___ Records shown ___

PR #2586, opened 2026-04-22
feat(Data Modeling): Add /sync utility method to store cache in Files API (DM-3759)

doctrino:
## Description

Adds the utility function `sync_with_file_cache`. 

From docstring:

```python
>>> from cognite.client.data_classes.data_modeling.query import (
...     QuerySync,
...     SelectSync,
...     NodeResultSetExpressionSync,
... )
>>> from cognite.client._api.data_modeling.instances import FileCacheConfig
>>> from cognite.client.data_classes.data_modeling.ids import ViewId
>>> client = CogniteClient()
>>> pump_view = ViewId("mySpace", "Pump", "v1")
>>> query = QuerySync(
...     with_={"pumps": NodeResultSetExpressionSync()},
...     select={"pumps": SelectSync()},
... )
>>> cache_config = FileCacheConfig(
...     external_id_prefix="pump_sync_cache",
...     security_category_name="my_security_category",
... )
>>> # First call: syncs all pumps and saves data to file
>>> result = client.data_modeling.instances.sync_with_file_cache(
...     query, cache_config=cache_config
... )
>>> # Subsequent calls: returns all instances (cached + new changes)
>>> result2 = client.data_modeling.instances.sync_with_file_cache(
...     query, cache_config=cache_config
... )
```

## Checklist:
- [x] Tests added/updated.

### DIFF
--- a/cognite/client/_api/data_modeling/instances.py
+++ b/cognite/client/_api/data_modeling/instances.py
@@ -41,6 +41,7 @@ from cognite.client.data_classes.data_modeling.instances import (
     EdgeApplyResult,
     EdgeApplyResultList,
     EdgeList,
+    EdgeListWithCursor,
     InstanceAggregationResultList,
     InstanceInspectResultList,
     InstanceInspectResults,
@@ -55,6 +56,7 @@ from cognite.client.data_classes.data_modeling.instances import (
     NodeApplyResult,
     NodeApplyResultList,
     NodeList,
+    NodeListWithCursor,
     T_Edge,
     T_Node,
     TargetUnit,
@@ -1835,11 +1837,16 @@ class InstancesAPI(APIClient):
         include_typing: bool = False,
         debug: DebugParameters | None = None,
     ) -> QueryResult:
-        """Sync instances with cursor state cached in a CDF file.
+        """Sync instances with cursor state and instances cached in a CDF file.
 
-        This is a utility method that combines the sync endpoint with persistent cursor
-        storage in CDF Files. The cursor state is automatically saved after each successful
-        sync and restored on subsequent calls, enabling incremental syncs across sessions.
+        This is a utility method that combines the sync endpoint with persistent
+        storage of both cursor state and instance data in CDF Files. The method:
+        1. Loads cached cursors and instances from the file (if available)
+        2. Performs an incremental sync using the cached cursors
+        3. Merges the sync result with cached instances (adding/updating new items,
+           removing items with deleted_time set)
+        4. Saves the merged data and updated cursors back to the cache file
+        5. Returns the full merged result (all instances, not just incremental changes)
 
         The cache file external_id is generated as `{cache_config.external_id_prefix}_{query_hash}`
         where query_hash is derived from the query structure (or just `{query_hash}` if the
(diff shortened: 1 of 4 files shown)


cognite/client/_api/data_modeling/instances.py
```diff
@@ -1746,6 +1835,289 @@ async def _query_or_sync(
...
+        if cache_config.security_category is not None:
+            return [cache_config.security_category]
+
+        if cache_config.security_category_name is None:
+            return None
+
+        security_categories = await self._cognite_client.iam.security_categories.list(limit=-1)
+        for sc in security_categories:
+            if sc.name == cache_config.security_category_name:
+                return [sc.id]
```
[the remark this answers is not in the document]
doctrino: No, that is another cache to maintain.

erlendvollset:
Nice! I think we should go for sqlite from the get-go. Having a json mode is redundant if we have sqlite and it has multiple benefits: don't need to fit everything into memory, much more expressive queries, can have indexes.

We should also make it very clear in the docs that `sync_with_file_cache` needs to be invoked sufficiently frequently. Cursors expire after 3 days, but with sufficient amounts of changes the sync query can start timing out long before that.

chessnocow:
> with sufficient amounts of changes the sync query can start timing out long before that

How does it apply to the first run @erlendvollset ? We need to get the full load from time to time at least

erlendvollset:
> > with sufficient amounts of changes the sync query can start timing out long before that
> 
> How does it apply to the first run @erlendvollset ? We need to get the full load from time to time at least

This needs to use a [two-phase sync](https://docs.cognite.com/cdf/dm/dm_concepts/dm_querying#sync-modes), where the backfill phase can use a different index to efficiently fetch all historical data on the first run.

chessnocow:
> This needs to use a [two-phase sync](https://docs.cognite.com/cdf/dm/dm_concepts/dm_querying#sync-modes), where the backfill phase can use a different index to efficiently fetch all historical data on the first run.

That should be implemented as a minimal functionality, I guess. @doctrino

cognite/client/_sync_api/data_modeling/instances.py
```diff
@@ -1236,6 +1236,99 @@ def sync(self, query: QuerySync, include_typing: bool = False, debug: DebugParam
...
+                ...     QuerySync,
+                ...     SelectSync,
+                ...     NodeResultSetExpressionSync,
+                ... )
+                >>> from cognite.client._api.data_modeling.instances import FileCacheConfig
+                >>> from cognite.client.data_classes.data_modeling.ids import ViewId
+                >>> client = CogniteClient()
+                >>> pump_view = ViewId("mySpace", "Pump", "v1")
+                >>> query = QuerySync(
+                ...     with_={"pumps": NodeResultSetExpressionSync()},
```
alexbrasetvik, line 1310: Let's make the examples use `mode: twoPhase` by default. https://api-docs.cognite.com/20230101/tag/Instances/operation/syncContent#!path=with/property%20name*/0/mode&t=request

If we shipped the sync API new today, that'd be the default behaviour.

haakonvt: Made a separate PR for this, and will rebase/update this one afterwards: #2595

haakonvt:
I have refactored this implementation into a context manager + a bit more strict design here: https://github.com/cognitedata/cognite-sdk-python/pull/2599

haakonvt:
Now available in `8.4.0` 🚀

___

# What is required
For the string "combines", give the number of lines in the records that contain it and nothing besides.

# The answer
2